SUMMARY OF THE INVENTION
[0013] In view of the foregoing, embodiments of the present
invention advantageously provide systems and methods of managing
the linearity of a down-hole pumping system assembly, which include
electrical submersible pumps (ESPs), progressive cavity pumps
(PCPs), and electrical submersible progressive cavity pumps
(ESPCPs), for example. Various embodiments of the present invention
advantageously also provide for adjusting the position of the
down-hole pumping system assembly within a casing in order to
position the down-hole pumping system assembly at an optimal
location within the well casing to thereby reduces stress due to
irregularities or deformations in the casing and to thereby extend
the lifespan of the down-hole pumping system assembly.

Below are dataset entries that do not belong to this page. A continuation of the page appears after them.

PR #1299, opened 2026-02-09
Fix/reconcile bootstrap pod

### LINKED ISSUE #1295: [BUG] Reconciling bootstrap pod directly (without stateful set) always throws immutable pod update error
### What is the bug?
If one is using custom scheduler which adds dynamic fields which are resolved at runtime, then reconciling bootstrap pod directly will never match with existing pod even if nothing has changed. This issue never happens in data/cluster-managers because they are abstracted through stateful sets.

We should use last-applied hash to check if pod spec generated by the builders/cluster.go has changed or not. If yes, then only reconcile the bootstrap pod else don't.

Even stateful sets do hash based comparison underneath.

ThyTran1402:
### Description
- StatefulSets don't have this issue because the operator only updates the StatefulSet template — Kubernetes manages the actual pods. The bootstrap pod is managed directly, so runtime mutations from the scheduler pollute the comparison. 
- Fixed: Compute hash of the pod spec produced by NewBootstrapPod(), store it as an annotation on the pod. On each reconcile, compare the hash of the freshly generated spec against the stored hash. Only proceed with update/recreate when the hash differs.
### Issues Resolved
 #1295 

### Check List

If CRDs are changed:

### DIFF
--- a/opensearch-operator/pkg/builders/cluster.go
+++ b/opensearch-operator/pkg/builders/cluster.go
@@ -2,6 +2,9 @@ package builders
 
 import (
 	"context"
+	"crypto/sha1"
+	"encoding/hex"
+	"encoding/json"
 	"fmt"
 	"strconv"
 	"strings"
@@ -31,9 +34,21 @@ var (
 
 const (
 	ConfigurationChecksumAnnotation  = "opensearch.org/config"
+	BootstrapPodSpecHashAnnotation   = "opensearch.org/bootstrap-pod-spec-hash"
 	defaultMonitoringPlugin          = "https://github.com/opensearch-project/opensearch-prometheus-exporter/releases/download/%s.0/prometheus-exporter-%s.0.zip"
 	securityconfigChecksumAnnotation = "securityconfig/checksum"
 )
+
+// BootstrapPodSpecHash computes a SHA1 hash of the pod spec for change detection.
+func BootstrapPodSpecHash(pod *corev1.Pod) string {
+	data, err := json.Marshal(pod.Spec)
+	if err != nil {
+		return ""
+	}
+	hasher := sha1.New()
+	hasher.Write(data)
+	return hex.EncodeToString(hasher.Sum(nil))
+}
 
 // GetDefaultAffinity returns default pod anti-affinity that prefers to avoid
 // co-locating pods from the same cluster on a single node.
@@ -1198,6 +1213,13 @@ func NewBootstrapPod(
 			},
 		})
 	}
+
+	// Compute hash of the pod spec and store as annotation for change detection
+	specHash := BootstrapPodSpecHash(pod)
+	if pod.Annotations == nil {
+		pod.Annotations = make(map[string]string)
+	}
+	pod.Annotations[BootstrapPodSpecHashAnnotation] = specHash
 
 	return pod
 }
--- a/opensearch-operator/pkg/builders/cluster_test.go
+++ b/opensearch-operator/pkg/builders/cluster_test.go
@@ -1512,4 +1512,32 @@ var _ = Describe("Builders", func() {
 		})
 	})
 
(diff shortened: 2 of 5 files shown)


patelsmit32123:
@synhershko can you please review?

opensearch-operator/pkg/builders/cluster.go
```diff
@@ -1199,6 +1214,13 @@ func NewBootstrapPod(
 		})
 	}
 
+	// Compute hash of the pod spec and store as annotation for change detection
+	specHash := BootstrapPodSpecHash(pod)
```
patelsmit32123: `if err := patch.DefaultAnnotator.SetLastAppliedAnnotation(desired); err != nil {
			log.Error(err, "Failed to set last applied annotation", "desired", desired)
		}`

There is a last-applied annotation already being added to the bootstrap pod. I think we should reuse it rather than adding another annotation for the same purpose. Please let me know if you can't find time to fix this, I can help.

ThyTran1402: Yup. That's great suggestion. I pushed the code again based on you suggestion to reuse the last-applied annotation. Please review it and let me know if you have any additional suggestions.

patelsmit32123:
I think we may have to scrap this change, resource.go is doing 3-way merge with original spec, current pod and desired spec. And its not including changes in the runtime annotations.

ThyTran1402:
> I think we may have to scrap this change, resource.go is doing 3-way merge with original spec, current pod and desired spec. And its not including changes in the runtime annotations.

hmm do you think I should revert back to previous approach?

ThyTran1402:
> I think we may have to scrap this change, resource.go is doing 3-way merge with original spec, current pod and desired spec. And its not including changes in the runtime annotations.

I reverted it back to hash-based compute. Can you review it please? @patelsmit32123

patelsmit32123:
I meant, that in resource.go, its already ignoring runtime fields. So the bug is not there, something's wrong in my scheduler

ThyTran1402:
> I meant, that in resource.go, its already ignoring runtime fields. So the bug is not there, something's wrong in my scheduler

I don't think there's something wrong with the scheduler tho

ThyTran1402:
Can you please review it? @synhershko 

Thank you.

patelsmit32123:
@ThyTran1402 Please read what `r.client.ReconcileResource(updatePod, reconciler.StatePresent);` does, its doing the same thing that we want to do, via 3-way merge.

ThyTran1402:
> @ThyTran1402 Please read what `r.client.ReconcileResource(updatePod, reconciler.StatePresent);` does, its doing the same thing that we want to do, via 3-way merge.

That's a good point. I think we have issue with customer schedulers (Volcano, Yunikorn) mutate the pod spec at runtime, adding schedulerName, nodeName, scheduling gates, etc. From what I understand, on the next reconcile loop:
- Current (from cluster) has these scheduler-injected fields
- Modified (desired) does not have them
- The 3-way merge sees "the operator removed these fields" and generates a patch to delete them
- This triggers an update → scheduler mutates again → infinite reconcile loop

ThyTran1402:
> @ThyTran1402 Please read what `r.client.ReconcileResource(updatePod, reconciler.StatePresent);` does, its doing the same thing that we want to do, via 3-way merge.

The hash comparison replaces the 3-way merge entirely for change detection, and when an actual change is needed, it does delete+create instead of update, which avoids the 3-way merge altogether.

ThyTran1402:
Hi,

I think the PR is ready for review.

Thank you.

josedev-union:
@ThyTran1402 we have another PR to remove bootstrap pod https://github.com/opensearch-project/opensearch-k8s-operator/pull/1430

we can close this cc: @synhershko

[0014] In its most basic form, an example of an embodiment of a
system for monitoring the linearity of a down-hole pumping system
assembly during deployment and selecting an optimal operational
position for the down-hole pumping system assembly within the bore
of the casing, includes a down-hole pumping system assembly
connected to a distal most end of a line of production tubing and
configured to function within the bore of the casing of the well to
pump hydrocarbons through the line of production tubing, an optical
sensing fiber configured to reflect optical signals to provide
signals indicating axial strain to the motor and/or the plurality
of pump stages of the down-hole pumping system assembly, a strain
sensing unit, e.g., including discrete sensing and optical
interrogation components, etc., configured to transmit optical
signals to the optical sensing fiber and to receive optical signals
reflected back from within the optical sensing fiber to detect a
deflection in one or more portions of the down-hole pumping system
assembly caused by a corresponding deflection in the casing of the
well, and optical, electric, and mechanical couplings to connect
the optical sensing fiber with the strain sensing unit. The
down-hole pumping system assembly includes a pump assembly and a
motor assembly connected to a distal most portion of the pump
assembly via a coupling and/or to interface with a seal assembly,
and/or a gas separator assembly or others.
[0015] According to an embodiment of the present invention, the
optical sensing fiber is positioned within a longitudinally
extending groove in at least portions of the pump assembly outer
casing of the pump assembly and within a longitudinally extending
groove in at least portions of the motor assembly outer casing of
the motor assembly. In an alternative embodiment of the present
invention, a tube or other form of conduit containing the optical
sensing fiber can be positioned in the groove. In another
alternative embodiment of the present invention, such tube or other
form of conduit containing the optical sensing fiber can be
connected directly or indirectly to an outer surface of the pump
and motor assemblies outer casings, for example, through use of
laser welding, etc., negating a need for the grooves in the outer
surface of the pump and motor assemblies outer casings.
[0016] Deviations within the bore of the casing of the well
adjacent the down-hole pumping system assembly during operation can
cause a deviation in alignment between one or more of the plurality
of pump stages and the motor. This misalignment or lack of
linearity can result in a shortened lifespan for and early failure
of the down-hole pumping system's pump and/or motor assemblies
which can result in an interruption in production and lost revenue.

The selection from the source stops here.